### Task input

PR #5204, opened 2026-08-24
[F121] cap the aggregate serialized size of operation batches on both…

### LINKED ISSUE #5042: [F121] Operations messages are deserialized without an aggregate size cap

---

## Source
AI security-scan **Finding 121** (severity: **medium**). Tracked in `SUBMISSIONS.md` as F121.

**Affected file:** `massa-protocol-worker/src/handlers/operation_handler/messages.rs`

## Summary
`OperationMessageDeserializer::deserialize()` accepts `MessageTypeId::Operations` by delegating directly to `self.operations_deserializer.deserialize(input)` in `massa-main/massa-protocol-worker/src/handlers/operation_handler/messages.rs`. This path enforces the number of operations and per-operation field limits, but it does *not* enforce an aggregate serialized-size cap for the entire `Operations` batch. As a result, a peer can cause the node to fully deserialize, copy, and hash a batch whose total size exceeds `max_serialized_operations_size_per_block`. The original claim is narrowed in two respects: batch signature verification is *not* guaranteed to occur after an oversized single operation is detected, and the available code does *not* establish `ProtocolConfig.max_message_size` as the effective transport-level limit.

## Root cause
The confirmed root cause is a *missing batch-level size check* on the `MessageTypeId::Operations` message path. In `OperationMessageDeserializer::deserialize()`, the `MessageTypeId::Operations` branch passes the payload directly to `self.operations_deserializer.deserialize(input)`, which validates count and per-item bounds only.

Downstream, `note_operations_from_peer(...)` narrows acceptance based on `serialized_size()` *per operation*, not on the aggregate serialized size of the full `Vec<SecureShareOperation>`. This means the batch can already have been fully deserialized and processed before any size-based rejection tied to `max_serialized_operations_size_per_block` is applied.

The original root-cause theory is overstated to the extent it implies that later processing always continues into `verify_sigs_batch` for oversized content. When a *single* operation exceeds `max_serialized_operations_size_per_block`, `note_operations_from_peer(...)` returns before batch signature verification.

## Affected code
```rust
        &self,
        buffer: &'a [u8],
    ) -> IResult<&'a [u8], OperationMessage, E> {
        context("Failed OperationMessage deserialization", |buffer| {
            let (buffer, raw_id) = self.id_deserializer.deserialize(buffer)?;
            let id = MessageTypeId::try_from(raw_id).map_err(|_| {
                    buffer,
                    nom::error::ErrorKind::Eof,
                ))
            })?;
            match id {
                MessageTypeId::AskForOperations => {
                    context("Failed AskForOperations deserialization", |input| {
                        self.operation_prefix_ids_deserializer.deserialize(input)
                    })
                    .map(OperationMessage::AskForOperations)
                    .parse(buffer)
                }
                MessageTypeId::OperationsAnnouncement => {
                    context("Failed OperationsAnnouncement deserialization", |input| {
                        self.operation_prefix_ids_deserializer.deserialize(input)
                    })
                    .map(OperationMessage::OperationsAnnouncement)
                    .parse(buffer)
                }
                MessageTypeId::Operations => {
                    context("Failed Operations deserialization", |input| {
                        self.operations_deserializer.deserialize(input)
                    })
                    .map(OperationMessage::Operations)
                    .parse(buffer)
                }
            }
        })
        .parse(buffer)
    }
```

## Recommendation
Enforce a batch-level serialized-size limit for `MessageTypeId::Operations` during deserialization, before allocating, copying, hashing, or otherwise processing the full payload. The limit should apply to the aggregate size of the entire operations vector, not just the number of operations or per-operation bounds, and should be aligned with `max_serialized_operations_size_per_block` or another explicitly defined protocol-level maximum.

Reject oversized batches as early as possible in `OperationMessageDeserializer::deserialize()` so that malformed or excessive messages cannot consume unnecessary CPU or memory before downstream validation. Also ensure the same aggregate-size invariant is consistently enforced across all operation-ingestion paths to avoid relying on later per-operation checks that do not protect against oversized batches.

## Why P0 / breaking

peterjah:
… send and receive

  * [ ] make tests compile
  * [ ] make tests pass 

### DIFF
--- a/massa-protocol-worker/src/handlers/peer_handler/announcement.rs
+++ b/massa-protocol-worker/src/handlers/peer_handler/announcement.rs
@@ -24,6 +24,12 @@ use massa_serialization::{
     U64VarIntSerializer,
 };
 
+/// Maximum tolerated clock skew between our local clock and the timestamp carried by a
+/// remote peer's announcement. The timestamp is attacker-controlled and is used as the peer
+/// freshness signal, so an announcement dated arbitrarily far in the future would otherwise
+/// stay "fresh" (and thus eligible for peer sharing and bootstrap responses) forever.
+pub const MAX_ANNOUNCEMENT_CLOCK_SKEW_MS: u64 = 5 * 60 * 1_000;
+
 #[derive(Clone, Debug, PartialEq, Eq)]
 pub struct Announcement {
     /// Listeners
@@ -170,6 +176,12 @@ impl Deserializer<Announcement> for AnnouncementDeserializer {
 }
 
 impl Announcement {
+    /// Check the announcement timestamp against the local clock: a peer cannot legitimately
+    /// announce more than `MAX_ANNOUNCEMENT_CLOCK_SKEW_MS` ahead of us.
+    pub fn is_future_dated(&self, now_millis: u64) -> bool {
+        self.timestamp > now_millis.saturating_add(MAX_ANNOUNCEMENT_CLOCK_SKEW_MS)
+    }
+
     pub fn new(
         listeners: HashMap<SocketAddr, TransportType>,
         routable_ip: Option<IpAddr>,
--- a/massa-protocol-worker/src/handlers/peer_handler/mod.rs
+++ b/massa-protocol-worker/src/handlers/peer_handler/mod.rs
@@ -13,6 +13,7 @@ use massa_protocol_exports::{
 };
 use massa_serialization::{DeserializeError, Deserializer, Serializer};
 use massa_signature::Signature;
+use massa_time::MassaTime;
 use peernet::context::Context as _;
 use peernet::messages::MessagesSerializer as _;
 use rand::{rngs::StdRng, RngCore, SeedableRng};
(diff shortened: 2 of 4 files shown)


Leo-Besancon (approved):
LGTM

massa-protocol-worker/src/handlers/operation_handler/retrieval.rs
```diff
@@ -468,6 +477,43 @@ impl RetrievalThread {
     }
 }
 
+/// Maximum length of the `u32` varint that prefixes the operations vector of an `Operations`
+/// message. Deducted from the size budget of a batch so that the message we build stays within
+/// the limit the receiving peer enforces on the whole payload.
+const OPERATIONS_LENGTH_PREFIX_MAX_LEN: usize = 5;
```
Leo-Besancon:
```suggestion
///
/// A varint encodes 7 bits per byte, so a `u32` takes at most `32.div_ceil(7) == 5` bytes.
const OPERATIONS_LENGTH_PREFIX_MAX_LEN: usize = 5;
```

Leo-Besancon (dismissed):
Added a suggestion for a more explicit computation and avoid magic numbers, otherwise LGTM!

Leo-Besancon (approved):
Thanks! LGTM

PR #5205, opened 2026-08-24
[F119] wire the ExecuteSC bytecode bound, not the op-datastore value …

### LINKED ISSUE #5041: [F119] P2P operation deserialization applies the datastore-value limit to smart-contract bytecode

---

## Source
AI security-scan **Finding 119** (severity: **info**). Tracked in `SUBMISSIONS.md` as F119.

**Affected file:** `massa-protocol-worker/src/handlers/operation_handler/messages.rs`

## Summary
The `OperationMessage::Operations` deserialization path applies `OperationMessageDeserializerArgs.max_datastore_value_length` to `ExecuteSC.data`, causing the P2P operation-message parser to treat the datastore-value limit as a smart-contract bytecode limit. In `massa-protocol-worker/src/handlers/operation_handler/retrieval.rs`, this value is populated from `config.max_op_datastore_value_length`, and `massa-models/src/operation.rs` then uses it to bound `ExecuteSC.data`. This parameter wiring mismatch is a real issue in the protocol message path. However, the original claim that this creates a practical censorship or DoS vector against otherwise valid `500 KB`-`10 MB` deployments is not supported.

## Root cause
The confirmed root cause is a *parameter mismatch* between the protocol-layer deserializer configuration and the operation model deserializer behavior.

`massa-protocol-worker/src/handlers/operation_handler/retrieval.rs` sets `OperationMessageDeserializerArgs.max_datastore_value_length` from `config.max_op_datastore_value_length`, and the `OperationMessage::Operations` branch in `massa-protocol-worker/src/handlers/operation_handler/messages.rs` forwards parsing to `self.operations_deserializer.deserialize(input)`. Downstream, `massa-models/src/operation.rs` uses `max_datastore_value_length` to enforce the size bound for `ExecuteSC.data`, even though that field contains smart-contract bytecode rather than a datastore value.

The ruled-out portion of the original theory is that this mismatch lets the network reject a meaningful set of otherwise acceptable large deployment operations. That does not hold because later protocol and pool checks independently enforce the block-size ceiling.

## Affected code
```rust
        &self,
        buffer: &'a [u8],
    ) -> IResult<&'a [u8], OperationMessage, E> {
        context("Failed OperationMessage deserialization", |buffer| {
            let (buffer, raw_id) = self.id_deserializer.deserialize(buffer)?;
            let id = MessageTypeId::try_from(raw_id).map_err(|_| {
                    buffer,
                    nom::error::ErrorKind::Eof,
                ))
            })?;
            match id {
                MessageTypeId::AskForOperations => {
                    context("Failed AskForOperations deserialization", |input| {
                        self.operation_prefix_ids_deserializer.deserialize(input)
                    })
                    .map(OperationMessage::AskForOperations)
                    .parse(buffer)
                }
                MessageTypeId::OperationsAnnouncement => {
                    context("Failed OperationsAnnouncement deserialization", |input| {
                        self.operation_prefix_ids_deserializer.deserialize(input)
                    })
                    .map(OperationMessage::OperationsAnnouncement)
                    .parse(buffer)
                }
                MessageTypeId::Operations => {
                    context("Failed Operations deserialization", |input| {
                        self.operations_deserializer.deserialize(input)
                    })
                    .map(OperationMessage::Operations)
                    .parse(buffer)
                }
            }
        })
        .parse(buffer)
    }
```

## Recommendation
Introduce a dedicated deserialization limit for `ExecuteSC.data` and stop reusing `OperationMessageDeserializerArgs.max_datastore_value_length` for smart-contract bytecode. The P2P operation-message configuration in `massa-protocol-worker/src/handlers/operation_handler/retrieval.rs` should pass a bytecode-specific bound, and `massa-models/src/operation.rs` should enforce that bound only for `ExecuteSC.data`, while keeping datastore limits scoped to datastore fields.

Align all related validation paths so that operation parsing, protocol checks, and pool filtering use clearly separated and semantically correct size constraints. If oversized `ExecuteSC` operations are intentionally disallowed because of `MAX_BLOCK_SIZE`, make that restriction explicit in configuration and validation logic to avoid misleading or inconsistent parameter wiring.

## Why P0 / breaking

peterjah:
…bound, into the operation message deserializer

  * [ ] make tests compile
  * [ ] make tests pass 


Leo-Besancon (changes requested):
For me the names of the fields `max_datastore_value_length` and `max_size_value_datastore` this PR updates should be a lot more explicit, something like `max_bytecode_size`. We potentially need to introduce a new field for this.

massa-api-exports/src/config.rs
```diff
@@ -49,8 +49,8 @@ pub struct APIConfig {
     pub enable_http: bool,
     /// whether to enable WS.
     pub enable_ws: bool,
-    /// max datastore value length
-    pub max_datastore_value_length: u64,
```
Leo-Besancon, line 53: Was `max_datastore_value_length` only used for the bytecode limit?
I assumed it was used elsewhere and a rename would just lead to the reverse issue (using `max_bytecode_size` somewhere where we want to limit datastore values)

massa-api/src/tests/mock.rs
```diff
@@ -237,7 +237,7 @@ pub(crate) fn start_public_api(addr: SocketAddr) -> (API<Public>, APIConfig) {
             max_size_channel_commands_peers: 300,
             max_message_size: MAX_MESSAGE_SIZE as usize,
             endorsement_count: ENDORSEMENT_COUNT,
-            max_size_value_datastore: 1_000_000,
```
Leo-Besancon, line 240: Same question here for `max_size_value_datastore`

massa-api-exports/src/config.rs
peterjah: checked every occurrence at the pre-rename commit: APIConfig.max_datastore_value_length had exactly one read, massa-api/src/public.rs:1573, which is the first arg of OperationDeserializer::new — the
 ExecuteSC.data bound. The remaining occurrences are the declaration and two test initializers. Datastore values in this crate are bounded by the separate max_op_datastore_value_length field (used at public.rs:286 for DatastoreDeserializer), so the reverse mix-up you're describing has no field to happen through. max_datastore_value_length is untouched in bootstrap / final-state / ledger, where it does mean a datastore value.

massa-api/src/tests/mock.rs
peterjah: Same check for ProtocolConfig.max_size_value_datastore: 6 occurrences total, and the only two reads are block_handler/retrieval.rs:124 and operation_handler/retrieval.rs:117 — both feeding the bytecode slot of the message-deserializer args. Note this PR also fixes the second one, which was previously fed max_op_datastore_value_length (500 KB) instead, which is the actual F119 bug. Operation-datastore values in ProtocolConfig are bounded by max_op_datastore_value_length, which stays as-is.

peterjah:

######

Each line of the listing above that includes the word "deserialized" should be copied.

### LINKED ISSUE #5042: [F121] Operations messages are deserialized without an aggregate size cap
Downstream, `note_operations_from_peer(...)` narrows acceptance based on `serialized_size()` *per operation*, not on the aggregate serialized size of the full `Vec<SecureShareOperation>`. This means the batch can already have been fully deserialized and processed before any size-based rejection tied to `max_serialized_operations_size_per_block` is applied.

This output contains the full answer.